I'm trying to read in a .csv file in R from the IRS and it doesn't appear to be formatted in any weird way, and I'm just using the read.table function as I've used a million times before. I can't find any solutions already available to this problem that seem to help me. Here's the code I'm using:
我试着从IRS读取。csv文件,它看起来没有任何奇怪的格式,我只是使用读取。表函数,我已经用了一百万次了。我找不到任何解决这个问题的办法,似乎对我有帮助。下面是我使用的代码:
data_0910<-read.table("/Users/blahblahblah/countyinflow0910.csv",header=T,stringsAsFactors=FALSE,colClasses="character")

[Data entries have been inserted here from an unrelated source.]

PR #1154, opened 2019-04-09
Add some concurrency-related safeties for StatsdReporter test

lkemmerer:
After Damon's changes, I was still getting consistent failures here. I threw some more concurrency-related stuff in and removed `Thread.sleep`s. It seems more stable now.

In the process of debugging, I ended up inlining the BeforeClass method, which likely decreases debuggability, but I found it difficult with all the `CompletableFuture`s already. :-/

### DIFF
--- a/src/test/java/com/flightstats/hub/metrics/StatsdReporterIntegrationTest.java
+++ b/src/test/java/com/flightstats/hub/metrics/StatsdReporterIntegrationTest.java
@@ -6,7 +6,6 @@ import com.flightstats.hub.dao.Dao;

Error in read.table("/Users/blahblahblah/countyinflow0910.csv", :
more columns than column names
Why is it doing this? If it helps, the .csv files can be found at:
为什么会这样?如果有帮助,.csv文件可在:
http://www.irs.gov/uac/SOI-Tax-Stats-County-to-County-Migration-Data-Files
http://www.irs.gov/uac/SOI-Tax-Stats-County-to-County-Migration-Data-Files
(The ones I need are under the county to county migration .csv section - either inflow or outflow)
(我需要的是县到县的迁移。csv部分-流入或流出)
2 个解决方案
#1
16
It uses commas as separators. So you can either set sep=","
or just use read.csv
:
它使用逗号作为分隔符。所以你可以设置sep=",或者使用read.csv:
x <- read.csv(file="http://www.irs.gov/file_source/pub/irs-soi/countyinflow1011.csv")
dim(x)
## [1] 113593 9
The error is caused by spaces in some of the values, and unmatched quotes. There are no spaces in the header, so read.table
thinks that there is one column. Then it thinks it sees multiple columns in some of the rows. For example, the first two lines (header and first row):
错误是由一些值中的空格和不匹配的引号引起的。标题中没有空格,请阅读。表认为有一列。然后它认为它在某些行中看到了多个列。例如,前两行(标题和第一行):
State_Code_Dest,County_Code_Dest,State_Code_Origin,County_Code_Origin,State_Abbrv,County_Name,Return_Num,Exmpt_Num,Aggr_AGI
00,000,96,000,US,Total Mig - US & For,6973489,12948316,303495582
And unmatched quotes, for example on line 1336 (row 1335) which will confuse read.table
with the default quote
argument (but not read.csv
):
和不匹配的引号,例如在第1336行(第1335行),这将使读取变得混乱。包含默认引用参数的表(但不包含read.csv):
01,089,24,033,MD,Prince George's County,13,30,1040
#2
3
For the Germans:
德国人:
you have to change your decimal commas into a Full stop in your csv-file (in Excel:File -> Options -> Advanced -> "Decimal seperator") , then the error is solved.
您必须将十进制逗号在您的csv文件(在Excel中:File ->选项-> Advanced ->“decimal seperator”)中更改为一个完整的stop,然后就可以解决这个错误。
#1
16
It uses commas as separators. So you can either set sep=","
or just use read.csv
:
它使用逗号作为分隔符。所以你可以设置sep=",或者使用read.csv:
x <- read.csv(file="http://www.irs.gov/file_source/pub/irs-soi/countyinflow1011.csv")
dim(x)
## [1] 113593 9
The error is caused by spaces in some of the values, and unmatched quotes. There are no spaces in the header, so read.table
thinks that there is one column. Then it thinks it sees multiple columns in some of the rows. For example, the first two lines (header and first row):
错误是由一些值中的空格和不匹配的引号引起的。标题中没有空格,请阅读。表认为有一列。然后它认为它在某些行中看到了多个列。例如,前两行(标题和第一行):
State_Code_Dest,County_Code_Dest,State_Code_Origin,County_Code_Origin,State_Abbrv,County_Name,Return_Num,Exmpt_Num,Aggr_AGI
00,000,96,000,US,Total Mig - US & For,6973489,12948316,303495582
And unmatched quotes, for example on line 1336 (row 1335) which will confuse read.table
with the default quote
argument (but not read.csv
):
和不匹配的引号,例如在第1336行(第1335行),这将使读取变得混乱。包含默认引用参数的表(但不包含read.csv):
01,089,24,033,MD,Prince George's County,13,30,1040
#2
3
For the Germans:
德国人:
you have to change your decimal commas into a Full stop in your csv-file (in Excel:File -> Options -> Advanced -> "Decimal seperator") , then the error is solved.
您必须将十进制逗号在您的csv文件(在Excel中:File ->选项-> Advanced ->“decimal seperator”)中更改为一个完整的stop,然后就可以解决这个错误。